Segment Start: The input
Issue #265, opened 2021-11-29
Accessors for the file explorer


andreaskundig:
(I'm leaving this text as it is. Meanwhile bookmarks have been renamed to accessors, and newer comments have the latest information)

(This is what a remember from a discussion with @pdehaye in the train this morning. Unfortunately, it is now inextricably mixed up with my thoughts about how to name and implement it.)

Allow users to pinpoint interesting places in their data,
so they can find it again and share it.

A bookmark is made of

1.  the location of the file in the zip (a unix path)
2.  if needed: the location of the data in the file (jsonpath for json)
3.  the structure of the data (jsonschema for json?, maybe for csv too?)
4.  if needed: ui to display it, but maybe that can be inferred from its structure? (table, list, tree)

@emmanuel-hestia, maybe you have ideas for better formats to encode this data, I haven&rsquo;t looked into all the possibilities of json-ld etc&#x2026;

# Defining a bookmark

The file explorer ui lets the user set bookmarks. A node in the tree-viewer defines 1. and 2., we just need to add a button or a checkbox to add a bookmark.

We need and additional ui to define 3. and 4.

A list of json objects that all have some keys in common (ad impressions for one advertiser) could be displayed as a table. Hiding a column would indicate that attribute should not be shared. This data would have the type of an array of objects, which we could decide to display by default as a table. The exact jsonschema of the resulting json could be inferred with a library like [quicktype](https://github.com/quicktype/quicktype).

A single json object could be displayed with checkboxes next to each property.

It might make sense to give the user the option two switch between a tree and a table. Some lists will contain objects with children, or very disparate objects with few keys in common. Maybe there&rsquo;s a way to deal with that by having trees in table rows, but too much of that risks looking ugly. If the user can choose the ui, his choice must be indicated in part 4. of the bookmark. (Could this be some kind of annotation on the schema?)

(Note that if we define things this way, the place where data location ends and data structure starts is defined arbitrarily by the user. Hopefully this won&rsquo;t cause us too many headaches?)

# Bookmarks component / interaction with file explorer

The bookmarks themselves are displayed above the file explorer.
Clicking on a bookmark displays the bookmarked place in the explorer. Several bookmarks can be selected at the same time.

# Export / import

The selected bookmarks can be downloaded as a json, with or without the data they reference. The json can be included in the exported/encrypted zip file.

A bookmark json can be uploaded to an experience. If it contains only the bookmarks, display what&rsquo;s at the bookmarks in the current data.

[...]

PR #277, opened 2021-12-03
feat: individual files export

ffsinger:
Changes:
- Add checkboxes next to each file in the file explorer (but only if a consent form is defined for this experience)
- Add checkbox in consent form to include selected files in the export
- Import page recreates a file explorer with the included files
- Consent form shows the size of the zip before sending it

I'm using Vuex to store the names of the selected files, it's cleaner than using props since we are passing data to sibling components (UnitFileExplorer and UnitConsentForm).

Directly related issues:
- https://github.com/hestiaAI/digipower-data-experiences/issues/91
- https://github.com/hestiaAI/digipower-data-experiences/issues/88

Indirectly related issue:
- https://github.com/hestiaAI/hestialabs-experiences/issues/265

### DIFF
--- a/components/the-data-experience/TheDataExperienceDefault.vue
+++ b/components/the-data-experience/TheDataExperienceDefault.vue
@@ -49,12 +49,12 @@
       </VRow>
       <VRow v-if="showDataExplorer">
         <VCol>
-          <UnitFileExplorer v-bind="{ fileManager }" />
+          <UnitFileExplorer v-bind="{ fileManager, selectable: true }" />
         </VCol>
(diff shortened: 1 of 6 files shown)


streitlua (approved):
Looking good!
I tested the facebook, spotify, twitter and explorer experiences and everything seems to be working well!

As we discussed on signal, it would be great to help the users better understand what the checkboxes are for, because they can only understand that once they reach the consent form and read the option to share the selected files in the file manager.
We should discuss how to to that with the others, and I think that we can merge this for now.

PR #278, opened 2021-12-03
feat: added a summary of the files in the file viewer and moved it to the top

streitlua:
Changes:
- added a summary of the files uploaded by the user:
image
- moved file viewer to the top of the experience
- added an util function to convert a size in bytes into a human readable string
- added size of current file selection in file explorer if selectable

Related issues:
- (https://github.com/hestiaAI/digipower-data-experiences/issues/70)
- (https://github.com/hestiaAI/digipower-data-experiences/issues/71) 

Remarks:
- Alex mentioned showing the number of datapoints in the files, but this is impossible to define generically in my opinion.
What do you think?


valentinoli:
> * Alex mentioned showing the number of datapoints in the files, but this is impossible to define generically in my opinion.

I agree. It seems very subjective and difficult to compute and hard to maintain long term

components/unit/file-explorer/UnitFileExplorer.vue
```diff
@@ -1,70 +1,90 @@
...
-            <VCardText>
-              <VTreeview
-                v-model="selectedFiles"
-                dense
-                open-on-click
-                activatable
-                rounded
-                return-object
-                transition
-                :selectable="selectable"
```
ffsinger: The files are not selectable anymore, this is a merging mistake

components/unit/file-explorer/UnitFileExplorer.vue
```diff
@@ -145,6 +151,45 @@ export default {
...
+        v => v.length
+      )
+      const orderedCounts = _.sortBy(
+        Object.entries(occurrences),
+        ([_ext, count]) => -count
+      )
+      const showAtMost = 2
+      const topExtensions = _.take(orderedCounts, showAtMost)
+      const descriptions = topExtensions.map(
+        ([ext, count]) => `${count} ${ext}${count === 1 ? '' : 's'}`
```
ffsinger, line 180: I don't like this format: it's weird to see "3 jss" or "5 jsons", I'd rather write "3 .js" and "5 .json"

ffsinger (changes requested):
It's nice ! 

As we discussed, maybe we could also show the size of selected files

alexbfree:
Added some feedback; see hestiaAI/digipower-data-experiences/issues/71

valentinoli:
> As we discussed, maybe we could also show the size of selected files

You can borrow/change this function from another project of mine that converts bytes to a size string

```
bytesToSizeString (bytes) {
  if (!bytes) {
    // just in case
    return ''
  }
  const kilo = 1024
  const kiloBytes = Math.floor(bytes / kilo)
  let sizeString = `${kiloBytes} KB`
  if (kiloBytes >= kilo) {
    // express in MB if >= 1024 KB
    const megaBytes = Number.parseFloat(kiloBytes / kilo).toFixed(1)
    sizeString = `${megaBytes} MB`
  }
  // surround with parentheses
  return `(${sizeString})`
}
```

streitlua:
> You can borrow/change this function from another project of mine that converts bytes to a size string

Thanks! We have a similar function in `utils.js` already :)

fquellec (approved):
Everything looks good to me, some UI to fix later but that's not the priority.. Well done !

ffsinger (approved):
Segment End: The input
Exercise prompt
The lines holding the string "function" are what is needed from the material above.

Answer to the problem
- added an util function to convert a size in bytes into a human readable string
You can borrow/change this function from another project of mine that converts bytes to a size string
> You can borrow/change this function from another project of mine that converts bytes to a size string
Thanks! We have a similar function in `utils.js` already :)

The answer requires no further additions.